### Entries supplied

PR #1026, opened 2026-08-13
Move grund.toml to the project roots

### LINKED ISSUE #1025: Move grund.toml to the project roots
`grund` discovers its config in a fixed order: a bare `grund.toml` first, then `.agents/grund.toml`. This repo still keeps all four configs under `.agents/` — the workspace root plus the `common`, `native-gradle-plugin`, and `native-maven-plugin` members.

Move each one up to the project root it configures, so the config sits with the other top-level project files rather than hidden a directory down, and matches the layout `grund` uses in its own repo.

Two things ride along, both required rather than optional:

- `.github/workflows/check-grund-spec.yml` filters on the path `.agents/grund.toml`. Left alone, the spec gate would stop triggering on config edits.
- `GRUND_VERSION` is pinned to 0.5.0. Root discovery landed in grund 0.9.0, so 0.5.0 would not find the moved configs — and a grund that finds no config exits 0 without checking anything, so the gate would go green while validating nothing.

Bumping the pin also surfaces something already broken: under 0.9.0 all four `AGENTS.md` files fail `grund check` with `outdated grund init block v3`. `grund init` refreshes them to v7.

No config keys change.

vjovanov:
Closes #1025.

`grund` probes a bare `grund.toml` before `.agents/grund.toml`, so all four configs move up to the project root each one configures — the workspace root plus `common`, `native-gradle-plugin`, and `native-maven-plugin`.

### What's in here

1. Four `git mv`s, pure renames. No config keys change.
2. `.github/workflows/check-grund-spec.yml`: path filter `.agents/grund.toml` → `grund.toml`, and `GRUND_VERSION` 0.5.0 → 0.9.0. The member configs stay covered by the existing `common/**` and `native-*-plugin/**` filters.
3. `grund init` in each of the four projects, refreshing the managed block in every `AGENTS.md` from v3 to v7.

### Why the version bump is load-bearing

Root discovery landed in grund 0.9.0. Pinned at 0.5.0 the gate would look only under `.agents/`, find nothing, and **exit 0 without checking anything** — green CI validating an empty set. I confirmed that zero-config behavior directly: `grund check` on a tree holding a declaration and a dangling citation still prints `success` and exits 0.

### Pre-existing failure this surfaces

The bump is not free. Under 0.9.0 all four `AGENTS.md` files already fail `grund check` on `outdated grund init block v3`, independently of this move — which is why the block refresh is in the same PR rather than a follow-up. Beyond the config-path sentence, v7 adds the `BEGIN`/`END` block markers, a "Marker = live citation" rule, and a clickable-citations paragraph.

### Verification

With grund 0.9.0 locally, both gate commands pass: `grund check` and `grund fmt . --marker --cross-refs --check` exit 0. Before the change, `grund check` exited 1 with the four v3 errors.


jvukicev (approved):
LGTM

PR #1032, opened 2026-08-24
Optional LayerConfiguration

### LINKED ISSUE #1031: native-maven-plugin requires layer configuration
**Describe the bug**

With the recent versions of the native-maven-plugin the layer configuration is required even if it shouldn't for native image builds with GraalVM < 25.1

"'layer' child tag should be defined"

In the plugin.xml the tag is defined and `<required>true</required>`
Image

**To Reproduce**

Just define a native-image-plugin configuration
```xml
            <plugin>
                <version>1.1.10</version>
                <executions>
                    <execution>
                        <id>add-reachability-metadata</id>
                        <goals>
                            <goal>add-reachability-metadata</goal>
                        </goals>
                    </execution>
                </executions>
                <configuration>
                    <classesDirectory>${project.build.outputDirectory}</classesDirectory>
                    <metadataRepository>
                        <enabled>true</enabled>
                        <version>1.0.12</version>
                    </metadataRepository>
                    <requiredVersion>22.3</requiredVersion>
                </configuration>
            </plugin>
```

**Expected behavior**
The definition above should not result into a validation error.

**Logs**

Image

 - OS: Linux / Windows
 - GraalVM Version 25.0.1
 - Java Version 25
 - Plugin version 1.1.10

**Additional context**

My assumption is, that the schema is not correct in the plugin.xml. It should be `<required>false</requred>` for the layer tag.

When I ignore the error and do not insert a `<layer>` tag, the plugin is still working without errors in a maven build.

klopfdreh:
Fixes: https://github.com/graalvm/native-build-tools/issues/1031

(This is only a suggested change, please cherry-pick and push / close this PR if it is ok)

I saw that there is only an exception when the layer goal is executed, so maybe revert the changes in `executeInternal`

### DIFF
--- a/native-maven-plugin/src/main/java/org/graalvm/buildtools/maven/LayerCreateMojo.java
+++ b/native-maven-plugin/src/main/java/org/graalvm/buildtools/maven/LayerCreateMojo.java
@@ -70,7 +70,7 @@ import java.util.Set;
         requiresDependencyResolution = ResolutionScope.RUNTIME,
         requiresDependencyCollection = ResolutionScope.RUNTIME)
 public class LayerCreateMojo extends AbstractNativeImageMojo {
-    @Parameter(required = true)
+    @Parameter(required = false)
     private LayerConfiguration layer;
 
     @Component
--- a/native-maven-plugin/src/main/java/org/graalvm/buildtools/maven/LayerCreateMojo.java
+++ b/native-maven-plugin/src/main/java/org/graalvm/buildtools/maven/LayerCreateMojo.java
@@ -92,7 +92,12 @@ public class LayerCreateMojo extends AbstractNativeImageMojo {
 
     @Override
     protected void executeInternal() throws MojoExecutionException {
-        if (layer == null || layer.getName() == null || layer.getName().isBlank()) {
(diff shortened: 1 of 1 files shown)


jvukicev (changes requested):
Thank you for the contribution. Changing `layer` to `@Parameter(required = false)` is the right fix. IntelliJ considers parameters from all mojos when validating plugin-level configuration, so `required = true` incorrectly makes `<layer>` appear mandatory to users invoking unrelated goals.

Please remove the new early return from `executeInternal()`. An explicit `layer-create` invocation without `<layer>` should continue to fail:

```java
if (layer == null || layer.getName() == null || layer.getName().isBlank()) {
    throw new MojoExecutionException(
        "The layer-create goal requires a non-blank layer name"
    );
}
```

Otherwise, a misconfigured `layer-create` execution silently succeeds without producing an artifact. Please retain the first commit annotation change and revert the behavioral change from the second commit.

Please also sign the Oracle Contributor Agreement. The OCA check must pass before the PR can be merged.

klopfdreh:
@jormundur00 - can you apply that change? I am going to close this PR - thanks! 👍

PR #222, opened 2021-04-09
Improve unit test coverage

uri-granta:
Add some more unit tests to improve our (already pretty good) coverage.

### DIFF
--- a/tests/unit/models/test_model_interfaces.py
+++ b/tests/unit/models/test_model_interfaces.py
@@ -452,6 +452,15 @@ def test_sparse_variational_model_attribute() -> None:
     assert sv.model is model
 
 
+def test_sparse_variational_update_updates_num_data() -> None:
+    model = SparseVariational(
+        _svgp(tf.zeros([1, 4])),
+        Dataset(tf.zeros([3, 4]), tf.zeros([3, 1])),
+    )
+    model.update(Dataset(tf.zeros([5, 4]), tf.zeros([5, 1])))
+    assert model.model.num_data == 5
+
+
 @pytest.mark.parametrize(
     "new_data",
     [Dataset(tf.zeros([3, 5]), tf.zeros([3, 1])), Dataset(tf.zeros([3, 4]), tf.zeros([3, 2]))],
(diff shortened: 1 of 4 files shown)


tests/unit/models/test_model_interfaces.py
```diff
@@ -452,6 +452,15 @@ def test_sparse_variational_model_attribute() -> None:
...
+def test_sparse_variational_update_updates_num_data() -> None:
+    model = SparseVariational(
+        _svgp(tf.zeros([1, 4])),
+        Dataset(tf.zeros([3, 4]), tf.zeros([3, 1])),
+    )
+    model.update(Dataset(tf.zeros([5, 4]), tf.zeros([5, 1])))
+    assert model.model.num_data == 5
+
+
 @pytest.mark.parametrize(
```
henrymoss, line 464: This is good for now. The SVGP stuff will be revamped in the next couple of weeks anyway :)

trieste/acquisition/function.py
```diff
@@ -199,6 +199,7 @@ def prepare_acquisition_function(
             raise ValueError("Dataset must be populated.")
 
         query_points = self._search_space.sample(num_samples=self._grid_size)
+        tf.debugging.assert_same_float_dtype([dataset.query_points, query_points])
         query_points = tf.concat([dataset.query_points, query_points], 0)
         fmean, fvar = model.predict(query_points)
         fsd = tf.math.sqrt(fvar)
```
henrymoss, line 205: Nice check. Although wont we get the same error from the line below anyway?

uri-granta: The error message in the line below is a tiny bit more cryptic in that it doesn't make it obvious that either type is ok as long as they're consistent.

henrymoss: Sure. Maybe it would be better to just force the samples to be the same dtype as the query points?

You might be able to specify their type when you sample them?

henrymoss (approved):

trieste/acquisition/function.py
uri-granta: I think an error is probably better than silently changing the sample dtype, but not too fussed either way. If you're ok, I might check this in as is.

henrymoss: Yep go for it!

### Your instructions
Extract, from the listing above, every line where the string "roots" occurs.

### Response below
Move grund.toml to the project roots
### LINKED ISSUE #1025: Move grund.toml to the project roots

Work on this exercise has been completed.